I have a CSV from a system that has a load of rubbish at the top of the file, so the header row is about row 5 or could even be 14 depending on the gibberish the report puts out.
I used to use:
idx = next(idx for idx, row in enumerate(csvreader) if len(row) > 2)
to go through the rows that had less than 2 columns, then when it hit the col headers, of which there are 12, it would stop, and then I could use idx with skiprows when reading the CSV file.
The system has had an update and someone thought it would be good to have the CSV file valid by adding in 11 blank commas after their gibberish to align the header count.
so now I have a CSV like:
sadjfhasdkljfhasd,,,,,,,,,,
dsfasdgasfg,,,,,,,,,,
time,date,code,product
etc..
I tried:
idx = next(idx for idx, row in enumerate(csvreader) if row in (None, "") > 2)

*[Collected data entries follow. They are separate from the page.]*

Issue #262, opened 2024-04-15
Don't hit the database too often for the flags on the profile


wintermeyer:
See https://github.com/animina-dating/animina/pull/260/files/d38eeee8717b7c0c803e31ff0afd8a5b00196606

Bottom line: We don't want to hit the database too often for very similar stuff. In the ideal world we use the `User` resource to fetch the data once and everything we need gets calculated and delivered with that request.

PR #343, opened 2024-04-24
Fix top content on chat live  , closes #337

### LINKED ISSUE #337: Same user information
When I open the chat for http://localhost:4000/wintermeyer/messages/Musterfrau I see this on top of that page:

Bildschirmfoto 2024-04-24 um 08 12 34

That doesn't help me as a user. The information from the profile page would give me a bit more background. So please refactor the following part and not only put it in the profile page but also use that as a replacement for the above blue thing for the chat page.

Bildschirmfoto 2024-04-24 um 08 12 16

PS: Please make sure that the heart is clickable and works on all pages it is used.

MICHAELMUNAVU83:
On the chat live , we have information about the receiver and a button to like and unlike

https://github.com/animina-dating/animina/assets/86654131/15746e41-5211-48c4-850a-30c68beb351b

### DIFF
--- a/lib/animina_web/components/chat/chat_components.ex
+++ b/lib/animina_web/components/chat/chat_components.ex
@@ -4,6 +4,7 @@ defmodule AniminaWeb.ChatComponents do
   """
   use Phoenix.Component
   alias Animina.Markdown
+  alias AniminaWeb.ProfileComponents
 
   def send_message_button(assigns) do
     ~H"""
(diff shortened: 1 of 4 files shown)


lib/animina_web/components/chat/chat_components.ex
```diff
@@ -33,10 +34,19 @@ defmodule AniminaWeb.ChatComponents do
...
     <div class="h-[80vh]  w-[100%] ">
       <div class="w-[100%] h-[100%] flex flex-col justify-between">
-        <div class="h-[7%] w-[100%]">
-          <.receiver_profile_box receiver={@receiver} />
+        <div class="h-[10%] w-[100%] z-50">
+          <ProfileComponents.profile_details
+            user={@receiver}
+            current_user={@sender}
+            current_user_has_liked_profile?={@current_user_has_liked_profile?}
+            profile_points={@profile_points}
```
wintermeyer, line 42: This is over bloated. It should be something like:

`<.ProfileComponents.profile_details user={@receiver} current_user={@sender} />`

We digg our own grave with the current approach. The user resource should auto load the flags, the points, etc. No need to have a million arguments for this which could all be part of `user`.

wintermeyer (changes requested):

lib/animina_web/components/chat/chat_components.ex
MICHAELMUNAVU83: Okay , let me take time to refactor the same thing , same for the profile_live , that should also close #262

wintermeyer: Do you want me to merge the PR now or do you want to refactor first?

MICHAELMUNAVU83: I feel the refactor would be a huge task that would take time and focus , best for morning hours , can we leave this open , I do the other small issues to reduce the  issues then focus on this tommorow morning?

wintermeyer: Let's merge it now and open a new one tomorrow. Done is better than perfect.

wintermeyer:
@MICHAELMUNAVU83 Please create a new issue in case you want one for the refactoring.

MICHAELMUNAVU83:
I have added  #262 to  the MVP milestone

PR #348, opened 2024-04-24
Feature/fix accounts by username function to get exact usernames , closes #334

### LINKED ISSUE #334: Redirect /musterfrau to /Musterfrau
Assuming a user created an account `Musterfrau` than her profile is available at http://localhost:4000/Musterfrau and http://localhost:4000/musterfrau and http://localhost:4000/musterfrAU but actually only the first one is correct.

Please do a proper redirect to the right username route in case there is a misspelling.

MICHAELMUNAVU83:
- Hello @wintermeyer  , to fix this , I had to change the data type of the username to a normal string , previously we had it as such https://hexdocs.pm/ash/Ash.CiString.html#value/1 , which is case insensitive .


wintermeyer (changes requested):
I think we don't need to change the string type in the database which allows us an easier search. Why not do something like this? Pseudocode.

```elixir
    socket =
      case Accounts.User.by_username(username) do
        {:ok, user} ->
          socket
          |> assign(:user, user)
          
          if username != user.username do
            redirect(to: "/#{user.username}")
          end
 ```

MICHAELMUNAVU83:
This would still be an option , is there any advantage to using the ci_string data type?

wintermeyer:
> This would still be an option , is there any advantage to using the ci_string data type?

Our users are non technical people who do not understand that `HouSE` is not the same as `house` for a search algorithm. On the other hand we are dealing with humans who play with that to do something like `JamesBond` and who like to see that this way. So we don't want to downcast everything which we would otherwise have to. 

So at the end of the day the `ci_string` is not a bad solution for the given problem. Everybody can "misspell" it and we just fix it afterwards to the way the original human wanted it to be.

MICHAELMUNAVU83:
@wintermeyer  , we now have it as such both for profile and chat lives , it redirects to the actual username , that was genius from you.

https://github.com/animina-dating/animina/assets/86654131/55ccff7a-4266-46df-ba58-7be8a344fb97

PR #355, opened 2021-11-23
LIA: Remove the extended signature flag

blishko:
For now we temporarily enable div and mod by default in LIA logic.
The goal is to add minimal support for non-linear arithmetic and then
allow these operations in non-linear logic only.


aehyvari (approved):
LGTM!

but I think that's a Pandas thing and it just fails.
Any ideas on how i can get to my header row?
CODE:
lmf = askopenfilename(filetypes=(("CSV Files",".csv"),("All Files","*.*")))
# Section gets row number where headers start
with open(lmf, 'r') as fin:
csvreader = csv.reader(fin)
print(csvreader)
input('hold')
idx = next(idx for idx, row in enumerate(csvreader) if len(row) > 2)
# Reopens file parsing the number for the row headers
lmkcsv = pd.read_csv(lmf, skiprows=idx)
lm = lm.append(lmkcsv)
print(lm)
if row in (None, "") > 2? Is this the "pandas thing"? This is actually a chained comparison, which will get interpreted asrow in (None, "") and (None, "") > 2, which will always be false.